(Dataset records)
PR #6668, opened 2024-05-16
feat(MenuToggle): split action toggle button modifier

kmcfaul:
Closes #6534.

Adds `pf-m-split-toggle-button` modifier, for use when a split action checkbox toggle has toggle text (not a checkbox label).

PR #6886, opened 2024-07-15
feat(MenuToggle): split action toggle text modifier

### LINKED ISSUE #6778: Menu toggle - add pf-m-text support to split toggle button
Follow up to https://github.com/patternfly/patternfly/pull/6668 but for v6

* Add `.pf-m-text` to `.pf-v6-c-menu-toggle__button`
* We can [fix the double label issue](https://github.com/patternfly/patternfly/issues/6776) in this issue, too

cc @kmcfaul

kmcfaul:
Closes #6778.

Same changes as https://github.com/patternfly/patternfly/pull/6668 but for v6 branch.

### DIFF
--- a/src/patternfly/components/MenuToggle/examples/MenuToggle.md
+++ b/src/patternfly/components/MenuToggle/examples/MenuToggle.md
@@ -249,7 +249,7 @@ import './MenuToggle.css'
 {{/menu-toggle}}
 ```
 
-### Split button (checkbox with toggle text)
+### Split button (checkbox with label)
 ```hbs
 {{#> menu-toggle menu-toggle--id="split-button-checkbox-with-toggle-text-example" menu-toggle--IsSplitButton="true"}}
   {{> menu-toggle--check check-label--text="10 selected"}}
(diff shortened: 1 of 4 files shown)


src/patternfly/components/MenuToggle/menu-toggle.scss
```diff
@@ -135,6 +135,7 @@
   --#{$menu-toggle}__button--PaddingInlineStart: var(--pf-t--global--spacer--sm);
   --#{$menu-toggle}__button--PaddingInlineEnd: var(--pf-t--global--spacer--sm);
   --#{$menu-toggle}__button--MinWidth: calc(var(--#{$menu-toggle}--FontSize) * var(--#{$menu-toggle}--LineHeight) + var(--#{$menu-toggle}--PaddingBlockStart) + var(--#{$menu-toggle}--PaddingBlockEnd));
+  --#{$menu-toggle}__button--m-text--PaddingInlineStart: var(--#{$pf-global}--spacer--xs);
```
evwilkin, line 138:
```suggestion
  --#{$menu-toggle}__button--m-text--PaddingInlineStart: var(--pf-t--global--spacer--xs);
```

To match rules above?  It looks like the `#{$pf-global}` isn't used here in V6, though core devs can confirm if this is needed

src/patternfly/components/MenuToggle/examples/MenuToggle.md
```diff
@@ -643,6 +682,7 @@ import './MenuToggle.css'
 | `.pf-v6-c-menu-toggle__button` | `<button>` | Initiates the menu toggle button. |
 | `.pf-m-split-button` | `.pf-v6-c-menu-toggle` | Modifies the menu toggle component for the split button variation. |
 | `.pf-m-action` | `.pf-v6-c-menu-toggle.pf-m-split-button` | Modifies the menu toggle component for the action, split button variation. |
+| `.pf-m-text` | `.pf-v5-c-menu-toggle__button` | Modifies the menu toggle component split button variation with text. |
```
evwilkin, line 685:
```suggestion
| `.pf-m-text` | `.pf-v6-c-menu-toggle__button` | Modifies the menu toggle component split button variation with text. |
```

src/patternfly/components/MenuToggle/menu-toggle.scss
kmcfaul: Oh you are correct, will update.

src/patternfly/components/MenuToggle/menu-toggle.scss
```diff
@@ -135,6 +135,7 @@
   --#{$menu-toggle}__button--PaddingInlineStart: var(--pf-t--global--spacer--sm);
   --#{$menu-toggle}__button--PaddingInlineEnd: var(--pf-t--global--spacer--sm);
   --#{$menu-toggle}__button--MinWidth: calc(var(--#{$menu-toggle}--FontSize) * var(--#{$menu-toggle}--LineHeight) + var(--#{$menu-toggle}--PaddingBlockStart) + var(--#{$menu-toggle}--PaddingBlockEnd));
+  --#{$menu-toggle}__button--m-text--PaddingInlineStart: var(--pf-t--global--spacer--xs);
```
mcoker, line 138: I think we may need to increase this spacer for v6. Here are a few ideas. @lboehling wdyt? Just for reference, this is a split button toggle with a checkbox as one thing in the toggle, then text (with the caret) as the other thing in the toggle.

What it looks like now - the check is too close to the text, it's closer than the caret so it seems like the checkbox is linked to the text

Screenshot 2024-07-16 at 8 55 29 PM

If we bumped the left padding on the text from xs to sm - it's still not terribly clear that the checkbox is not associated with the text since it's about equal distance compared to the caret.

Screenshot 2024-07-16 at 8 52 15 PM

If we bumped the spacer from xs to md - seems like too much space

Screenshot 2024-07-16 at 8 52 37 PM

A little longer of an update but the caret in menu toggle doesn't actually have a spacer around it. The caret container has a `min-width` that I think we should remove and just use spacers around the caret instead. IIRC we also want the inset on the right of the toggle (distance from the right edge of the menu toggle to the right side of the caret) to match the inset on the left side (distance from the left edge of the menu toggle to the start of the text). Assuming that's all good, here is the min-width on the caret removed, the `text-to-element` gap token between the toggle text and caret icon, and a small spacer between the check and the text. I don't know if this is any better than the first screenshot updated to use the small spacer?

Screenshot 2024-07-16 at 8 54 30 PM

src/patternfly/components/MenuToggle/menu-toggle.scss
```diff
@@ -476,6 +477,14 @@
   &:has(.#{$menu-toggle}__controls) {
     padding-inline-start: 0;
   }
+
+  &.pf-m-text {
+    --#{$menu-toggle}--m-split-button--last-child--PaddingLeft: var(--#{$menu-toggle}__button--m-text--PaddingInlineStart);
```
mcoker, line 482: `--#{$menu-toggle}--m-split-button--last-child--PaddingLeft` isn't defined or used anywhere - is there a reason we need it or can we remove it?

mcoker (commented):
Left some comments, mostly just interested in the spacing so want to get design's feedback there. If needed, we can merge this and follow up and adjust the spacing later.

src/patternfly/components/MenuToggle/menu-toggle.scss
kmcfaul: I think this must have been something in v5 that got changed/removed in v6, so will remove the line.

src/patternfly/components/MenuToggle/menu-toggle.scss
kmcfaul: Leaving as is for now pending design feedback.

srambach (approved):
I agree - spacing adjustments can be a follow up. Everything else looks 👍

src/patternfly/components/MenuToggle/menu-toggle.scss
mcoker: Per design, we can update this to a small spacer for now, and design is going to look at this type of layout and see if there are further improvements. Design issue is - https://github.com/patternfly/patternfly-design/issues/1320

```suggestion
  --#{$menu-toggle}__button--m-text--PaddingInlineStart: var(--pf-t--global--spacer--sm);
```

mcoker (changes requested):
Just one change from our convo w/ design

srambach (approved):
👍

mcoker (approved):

---

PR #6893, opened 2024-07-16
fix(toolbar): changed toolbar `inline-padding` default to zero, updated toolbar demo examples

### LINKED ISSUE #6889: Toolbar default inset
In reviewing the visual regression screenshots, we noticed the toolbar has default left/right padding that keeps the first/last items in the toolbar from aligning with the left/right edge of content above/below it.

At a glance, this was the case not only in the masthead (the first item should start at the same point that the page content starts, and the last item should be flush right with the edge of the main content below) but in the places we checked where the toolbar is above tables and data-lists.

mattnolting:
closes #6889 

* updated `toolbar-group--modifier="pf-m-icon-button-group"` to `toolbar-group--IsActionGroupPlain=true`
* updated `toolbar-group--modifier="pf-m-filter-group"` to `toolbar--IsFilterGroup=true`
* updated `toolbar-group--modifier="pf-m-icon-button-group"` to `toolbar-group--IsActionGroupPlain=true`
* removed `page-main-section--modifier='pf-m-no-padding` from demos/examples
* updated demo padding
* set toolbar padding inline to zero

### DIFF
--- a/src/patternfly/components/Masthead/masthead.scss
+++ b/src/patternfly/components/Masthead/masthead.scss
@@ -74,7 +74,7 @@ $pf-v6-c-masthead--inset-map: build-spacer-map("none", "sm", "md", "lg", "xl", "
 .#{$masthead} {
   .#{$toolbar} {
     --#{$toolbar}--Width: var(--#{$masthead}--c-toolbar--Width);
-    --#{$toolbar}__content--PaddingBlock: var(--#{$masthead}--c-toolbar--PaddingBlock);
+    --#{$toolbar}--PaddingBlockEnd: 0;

--

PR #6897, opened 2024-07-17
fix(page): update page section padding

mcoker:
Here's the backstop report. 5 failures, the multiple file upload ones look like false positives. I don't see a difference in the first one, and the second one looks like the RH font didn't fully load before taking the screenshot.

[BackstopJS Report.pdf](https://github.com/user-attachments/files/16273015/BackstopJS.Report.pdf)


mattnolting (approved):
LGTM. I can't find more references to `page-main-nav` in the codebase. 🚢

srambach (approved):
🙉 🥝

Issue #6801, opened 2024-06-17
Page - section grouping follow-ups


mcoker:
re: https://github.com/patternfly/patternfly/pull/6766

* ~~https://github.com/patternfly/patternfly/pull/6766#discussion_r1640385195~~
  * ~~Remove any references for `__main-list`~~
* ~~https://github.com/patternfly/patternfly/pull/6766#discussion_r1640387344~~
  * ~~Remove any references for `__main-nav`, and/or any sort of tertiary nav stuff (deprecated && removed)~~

To do =
When the line with "feat(MenuToggle): split action toggle button" is reached in the data above, begin copying, and stop after the line with "### LINKED ISSUE #6778: Menu"; copy each line exactly, both ends included.

Output below =
feat(MenuToggle): split action toggle button modifier

kmcfaul:
Closes #6534.

Adds `pf-m-split-toggle-button` modifier, for use when a split action checkbox toggle has toggle text (not a checkbox label).

PR #6886, opened 2024-07-15
feat(MenuToggle): split action toggle text modifier

### LINKED ISSUE #6778: Menu toggle - add pf-m-text support to split toggle button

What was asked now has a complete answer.